**What is being asked**
Report every line of the data that includes "lead".

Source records
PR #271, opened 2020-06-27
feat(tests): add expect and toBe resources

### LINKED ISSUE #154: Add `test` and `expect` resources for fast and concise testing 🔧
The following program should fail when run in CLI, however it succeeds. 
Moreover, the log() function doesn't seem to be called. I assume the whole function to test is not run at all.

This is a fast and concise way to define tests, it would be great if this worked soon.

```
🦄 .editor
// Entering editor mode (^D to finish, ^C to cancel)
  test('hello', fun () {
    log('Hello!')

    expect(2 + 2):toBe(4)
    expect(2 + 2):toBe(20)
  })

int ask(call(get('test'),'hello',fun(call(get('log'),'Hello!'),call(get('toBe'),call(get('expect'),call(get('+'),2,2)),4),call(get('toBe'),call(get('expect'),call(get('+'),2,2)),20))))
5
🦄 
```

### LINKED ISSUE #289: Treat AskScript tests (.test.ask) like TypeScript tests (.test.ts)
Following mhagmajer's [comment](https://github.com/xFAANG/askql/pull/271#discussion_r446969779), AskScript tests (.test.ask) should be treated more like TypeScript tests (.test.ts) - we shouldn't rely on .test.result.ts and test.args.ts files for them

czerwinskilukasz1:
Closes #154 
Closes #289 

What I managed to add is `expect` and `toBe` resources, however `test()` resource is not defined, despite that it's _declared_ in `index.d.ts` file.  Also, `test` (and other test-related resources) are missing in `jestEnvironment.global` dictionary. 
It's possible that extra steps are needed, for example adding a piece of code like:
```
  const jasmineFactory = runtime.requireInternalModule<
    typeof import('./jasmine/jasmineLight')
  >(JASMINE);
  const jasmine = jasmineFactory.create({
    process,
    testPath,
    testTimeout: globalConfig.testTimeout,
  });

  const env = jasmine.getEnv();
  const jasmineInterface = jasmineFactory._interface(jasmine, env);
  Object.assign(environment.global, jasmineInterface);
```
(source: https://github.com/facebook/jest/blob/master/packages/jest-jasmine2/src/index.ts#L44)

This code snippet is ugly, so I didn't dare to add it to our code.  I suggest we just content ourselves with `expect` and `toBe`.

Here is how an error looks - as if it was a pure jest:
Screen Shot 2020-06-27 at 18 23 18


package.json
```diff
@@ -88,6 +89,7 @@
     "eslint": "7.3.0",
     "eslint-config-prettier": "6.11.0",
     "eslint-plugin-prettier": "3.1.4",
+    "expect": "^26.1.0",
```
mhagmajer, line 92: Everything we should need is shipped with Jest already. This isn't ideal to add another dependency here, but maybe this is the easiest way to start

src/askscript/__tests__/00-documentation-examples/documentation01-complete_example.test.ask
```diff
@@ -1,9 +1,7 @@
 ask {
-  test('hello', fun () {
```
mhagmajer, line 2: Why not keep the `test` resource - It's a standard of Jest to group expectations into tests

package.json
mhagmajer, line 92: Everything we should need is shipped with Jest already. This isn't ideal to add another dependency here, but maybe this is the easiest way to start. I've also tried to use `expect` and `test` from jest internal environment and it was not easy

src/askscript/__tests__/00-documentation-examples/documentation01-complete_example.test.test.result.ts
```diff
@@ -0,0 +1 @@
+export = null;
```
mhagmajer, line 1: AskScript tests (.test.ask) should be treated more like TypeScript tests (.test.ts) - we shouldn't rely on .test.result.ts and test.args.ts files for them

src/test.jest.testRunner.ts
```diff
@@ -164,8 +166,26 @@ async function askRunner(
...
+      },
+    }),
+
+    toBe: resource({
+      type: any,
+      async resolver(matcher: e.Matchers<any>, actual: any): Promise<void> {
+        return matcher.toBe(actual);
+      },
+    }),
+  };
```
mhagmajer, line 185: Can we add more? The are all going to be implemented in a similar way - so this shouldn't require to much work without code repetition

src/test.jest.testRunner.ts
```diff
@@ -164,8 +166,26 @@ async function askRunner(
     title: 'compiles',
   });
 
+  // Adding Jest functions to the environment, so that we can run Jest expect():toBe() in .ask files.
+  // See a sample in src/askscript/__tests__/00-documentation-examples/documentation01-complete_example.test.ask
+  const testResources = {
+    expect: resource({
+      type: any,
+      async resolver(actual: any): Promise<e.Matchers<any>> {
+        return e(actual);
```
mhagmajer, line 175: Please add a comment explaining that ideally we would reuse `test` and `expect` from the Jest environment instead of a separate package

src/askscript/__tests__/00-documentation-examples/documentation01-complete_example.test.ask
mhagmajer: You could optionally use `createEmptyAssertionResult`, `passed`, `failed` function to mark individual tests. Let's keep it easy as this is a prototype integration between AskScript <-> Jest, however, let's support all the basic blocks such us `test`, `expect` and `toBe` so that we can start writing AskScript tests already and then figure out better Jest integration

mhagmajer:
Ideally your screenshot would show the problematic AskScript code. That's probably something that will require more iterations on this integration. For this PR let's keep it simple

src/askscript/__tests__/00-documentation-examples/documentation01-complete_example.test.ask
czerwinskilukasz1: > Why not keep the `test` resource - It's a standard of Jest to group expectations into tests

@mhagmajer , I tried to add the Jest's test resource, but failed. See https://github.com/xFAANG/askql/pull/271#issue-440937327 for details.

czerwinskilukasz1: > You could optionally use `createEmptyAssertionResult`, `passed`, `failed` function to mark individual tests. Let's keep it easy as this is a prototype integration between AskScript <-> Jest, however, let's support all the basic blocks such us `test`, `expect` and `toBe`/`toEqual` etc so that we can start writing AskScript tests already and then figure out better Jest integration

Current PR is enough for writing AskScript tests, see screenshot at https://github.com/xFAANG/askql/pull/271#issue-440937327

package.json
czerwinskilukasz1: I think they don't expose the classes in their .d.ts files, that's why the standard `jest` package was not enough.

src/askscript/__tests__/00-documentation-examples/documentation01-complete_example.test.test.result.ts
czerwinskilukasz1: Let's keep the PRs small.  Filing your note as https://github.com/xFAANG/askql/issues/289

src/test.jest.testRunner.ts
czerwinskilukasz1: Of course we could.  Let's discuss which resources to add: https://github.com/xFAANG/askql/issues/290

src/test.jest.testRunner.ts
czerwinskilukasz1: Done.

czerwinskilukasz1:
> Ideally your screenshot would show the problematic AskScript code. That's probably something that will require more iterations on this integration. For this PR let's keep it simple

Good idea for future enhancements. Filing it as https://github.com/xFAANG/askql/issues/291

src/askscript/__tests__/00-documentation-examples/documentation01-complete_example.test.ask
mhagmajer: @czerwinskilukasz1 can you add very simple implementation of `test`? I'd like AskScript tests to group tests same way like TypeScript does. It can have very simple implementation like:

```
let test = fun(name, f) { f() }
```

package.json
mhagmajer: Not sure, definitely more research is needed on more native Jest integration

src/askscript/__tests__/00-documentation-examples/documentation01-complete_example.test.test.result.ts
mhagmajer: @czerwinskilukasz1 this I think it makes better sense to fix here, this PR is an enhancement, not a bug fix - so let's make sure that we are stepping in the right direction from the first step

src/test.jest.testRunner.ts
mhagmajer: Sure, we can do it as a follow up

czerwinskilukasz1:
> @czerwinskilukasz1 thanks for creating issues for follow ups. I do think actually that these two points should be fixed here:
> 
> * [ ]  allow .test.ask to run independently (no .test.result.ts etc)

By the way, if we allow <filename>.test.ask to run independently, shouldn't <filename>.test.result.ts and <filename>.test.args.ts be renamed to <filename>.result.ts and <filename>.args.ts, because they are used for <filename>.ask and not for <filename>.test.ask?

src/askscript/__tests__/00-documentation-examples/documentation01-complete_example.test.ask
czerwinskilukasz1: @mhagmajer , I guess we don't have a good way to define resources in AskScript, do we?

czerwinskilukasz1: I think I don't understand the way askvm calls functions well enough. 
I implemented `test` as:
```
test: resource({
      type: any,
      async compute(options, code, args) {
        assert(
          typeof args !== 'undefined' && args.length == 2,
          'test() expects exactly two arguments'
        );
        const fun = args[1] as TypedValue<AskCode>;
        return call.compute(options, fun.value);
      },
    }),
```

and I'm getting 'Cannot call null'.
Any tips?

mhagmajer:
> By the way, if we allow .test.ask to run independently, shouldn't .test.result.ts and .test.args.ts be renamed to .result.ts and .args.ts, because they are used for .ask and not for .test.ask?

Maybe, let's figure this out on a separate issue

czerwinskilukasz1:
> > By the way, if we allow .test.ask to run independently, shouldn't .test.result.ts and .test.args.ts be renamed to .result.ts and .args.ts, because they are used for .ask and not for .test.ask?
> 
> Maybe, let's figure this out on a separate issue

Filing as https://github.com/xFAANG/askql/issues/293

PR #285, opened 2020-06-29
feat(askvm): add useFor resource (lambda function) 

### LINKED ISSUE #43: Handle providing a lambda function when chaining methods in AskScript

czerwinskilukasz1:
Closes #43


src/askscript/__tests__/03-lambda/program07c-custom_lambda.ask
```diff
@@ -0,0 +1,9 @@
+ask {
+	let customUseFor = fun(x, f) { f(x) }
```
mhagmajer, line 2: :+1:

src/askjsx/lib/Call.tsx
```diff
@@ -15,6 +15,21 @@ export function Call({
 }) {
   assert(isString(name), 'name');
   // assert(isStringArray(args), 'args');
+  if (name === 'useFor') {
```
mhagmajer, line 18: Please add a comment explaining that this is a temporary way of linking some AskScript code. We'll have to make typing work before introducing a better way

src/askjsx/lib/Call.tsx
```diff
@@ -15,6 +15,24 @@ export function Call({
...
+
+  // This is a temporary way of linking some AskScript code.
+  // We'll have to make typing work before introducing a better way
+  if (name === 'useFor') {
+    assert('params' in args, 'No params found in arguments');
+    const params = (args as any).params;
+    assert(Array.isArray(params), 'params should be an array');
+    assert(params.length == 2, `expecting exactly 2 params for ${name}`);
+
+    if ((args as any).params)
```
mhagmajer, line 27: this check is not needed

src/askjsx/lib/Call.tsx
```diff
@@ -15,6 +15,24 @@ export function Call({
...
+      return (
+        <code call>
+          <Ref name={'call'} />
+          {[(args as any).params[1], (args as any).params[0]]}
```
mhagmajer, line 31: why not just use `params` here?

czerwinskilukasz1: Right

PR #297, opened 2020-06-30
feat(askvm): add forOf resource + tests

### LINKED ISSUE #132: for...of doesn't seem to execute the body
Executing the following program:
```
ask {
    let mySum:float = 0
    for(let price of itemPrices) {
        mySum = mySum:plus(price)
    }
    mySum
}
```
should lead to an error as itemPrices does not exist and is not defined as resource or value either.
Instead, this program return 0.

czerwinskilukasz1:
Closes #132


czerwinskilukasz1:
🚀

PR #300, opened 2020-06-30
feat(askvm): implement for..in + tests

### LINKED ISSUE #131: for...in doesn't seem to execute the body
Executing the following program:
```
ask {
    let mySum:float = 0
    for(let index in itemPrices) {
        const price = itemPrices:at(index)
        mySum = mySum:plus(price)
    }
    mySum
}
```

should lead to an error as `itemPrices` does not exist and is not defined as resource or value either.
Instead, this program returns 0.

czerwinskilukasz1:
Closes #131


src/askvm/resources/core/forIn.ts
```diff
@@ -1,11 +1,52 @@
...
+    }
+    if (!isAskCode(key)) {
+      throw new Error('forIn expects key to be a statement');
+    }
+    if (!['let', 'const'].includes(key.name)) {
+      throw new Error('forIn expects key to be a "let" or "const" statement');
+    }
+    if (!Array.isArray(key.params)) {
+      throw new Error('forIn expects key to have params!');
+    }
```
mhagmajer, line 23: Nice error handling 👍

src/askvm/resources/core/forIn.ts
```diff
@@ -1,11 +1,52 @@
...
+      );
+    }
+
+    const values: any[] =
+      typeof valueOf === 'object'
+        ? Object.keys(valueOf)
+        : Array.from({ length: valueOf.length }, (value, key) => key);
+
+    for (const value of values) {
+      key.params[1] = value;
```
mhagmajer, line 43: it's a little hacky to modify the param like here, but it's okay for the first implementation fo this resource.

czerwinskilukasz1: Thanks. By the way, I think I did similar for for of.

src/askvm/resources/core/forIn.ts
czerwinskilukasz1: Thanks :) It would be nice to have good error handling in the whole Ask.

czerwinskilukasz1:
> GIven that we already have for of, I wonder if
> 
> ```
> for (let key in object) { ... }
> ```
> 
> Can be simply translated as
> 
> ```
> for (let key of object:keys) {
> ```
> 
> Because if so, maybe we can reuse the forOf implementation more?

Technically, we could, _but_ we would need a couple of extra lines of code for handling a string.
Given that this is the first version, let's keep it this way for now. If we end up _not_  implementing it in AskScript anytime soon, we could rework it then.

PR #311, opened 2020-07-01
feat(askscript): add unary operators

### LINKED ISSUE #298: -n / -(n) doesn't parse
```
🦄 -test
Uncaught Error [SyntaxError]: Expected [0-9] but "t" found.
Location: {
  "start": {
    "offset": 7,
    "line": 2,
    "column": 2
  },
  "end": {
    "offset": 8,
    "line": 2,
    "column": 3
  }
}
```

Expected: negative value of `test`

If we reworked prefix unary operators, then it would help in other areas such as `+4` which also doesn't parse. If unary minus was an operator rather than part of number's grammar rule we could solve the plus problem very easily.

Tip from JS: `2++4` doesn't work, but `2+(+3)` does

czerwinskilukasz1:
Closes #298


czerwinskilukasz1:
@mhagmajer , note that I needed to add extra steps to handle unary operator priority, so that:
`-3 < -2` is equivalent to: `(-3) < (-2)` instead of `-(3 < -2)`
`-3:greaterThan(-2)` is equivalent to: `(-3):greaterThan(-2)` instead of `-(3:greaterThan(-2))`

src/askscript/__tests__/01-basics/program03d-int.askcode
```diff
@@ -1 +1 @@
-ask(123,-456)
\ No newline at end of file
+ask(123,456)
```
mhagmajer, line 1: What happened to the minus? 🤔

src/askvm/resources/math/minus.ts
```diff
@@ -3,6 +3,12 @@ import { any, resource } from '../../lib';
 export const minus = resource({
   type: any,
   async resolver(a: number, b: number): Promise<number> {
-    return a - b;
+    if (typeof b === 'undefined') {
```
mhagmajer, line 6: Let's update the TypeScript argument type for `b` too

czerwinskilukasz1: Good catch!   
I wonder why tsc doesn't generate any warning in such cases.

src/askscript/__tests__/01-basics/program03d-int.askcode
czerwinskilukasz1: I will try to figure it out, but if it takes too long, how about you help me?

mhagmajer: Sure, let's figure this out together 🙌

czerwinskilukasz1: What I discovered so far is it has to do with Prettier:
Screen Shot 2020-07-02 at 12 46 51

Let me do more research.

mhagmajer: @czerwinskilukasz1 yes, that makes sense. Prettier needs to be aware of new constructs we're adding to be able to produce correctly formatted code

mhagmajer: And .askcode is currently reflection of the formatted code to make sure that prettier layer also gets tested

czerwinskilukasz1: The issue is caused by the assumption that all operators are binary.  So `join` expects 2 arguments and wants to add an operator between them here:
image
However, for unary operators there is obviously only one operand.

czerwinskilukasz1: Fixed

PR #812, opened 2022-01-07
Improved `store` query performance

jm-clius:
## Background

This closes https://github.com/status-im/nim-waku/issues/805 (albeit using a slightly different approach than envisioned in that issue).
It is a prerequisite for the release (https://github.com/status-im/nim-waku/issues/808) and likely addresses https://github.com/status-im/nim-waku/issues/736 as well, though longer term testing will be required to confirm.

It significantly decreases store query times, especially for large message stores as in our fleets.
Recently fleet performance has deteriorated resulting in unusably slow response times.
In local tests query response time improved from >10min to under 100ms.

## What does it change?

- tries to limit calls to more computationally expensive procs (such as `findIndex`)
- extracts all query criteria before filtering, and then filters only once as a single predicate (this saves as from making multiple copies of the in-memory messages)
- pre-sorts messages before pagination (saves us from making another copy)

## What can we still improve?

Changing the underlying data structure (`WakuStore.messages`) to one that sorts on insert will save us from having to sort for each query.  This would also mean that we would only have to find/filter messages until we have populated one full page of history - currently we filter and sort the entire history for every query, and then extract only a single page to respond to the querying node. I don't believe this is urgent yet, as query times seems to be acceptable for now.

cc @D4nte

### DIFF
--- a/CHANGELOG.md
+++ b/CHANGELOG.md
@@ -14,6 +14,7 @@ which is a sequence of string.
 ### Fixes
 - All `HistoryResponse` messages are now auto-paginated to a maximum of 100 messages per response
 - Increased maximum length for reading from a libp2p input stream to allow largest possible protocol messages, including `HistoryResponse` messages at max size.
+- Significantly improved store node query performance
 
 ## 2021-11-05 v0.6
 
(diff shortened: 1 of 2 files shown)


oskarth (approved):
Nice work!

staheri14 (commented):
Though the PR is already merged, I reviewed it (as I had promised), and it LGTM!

**The completed task**
should lead to an error as itemPrices does not exist and is not defined as resource or value either.
should lead to an error as `itemPrices` does not exist and is not defined as resource or value either.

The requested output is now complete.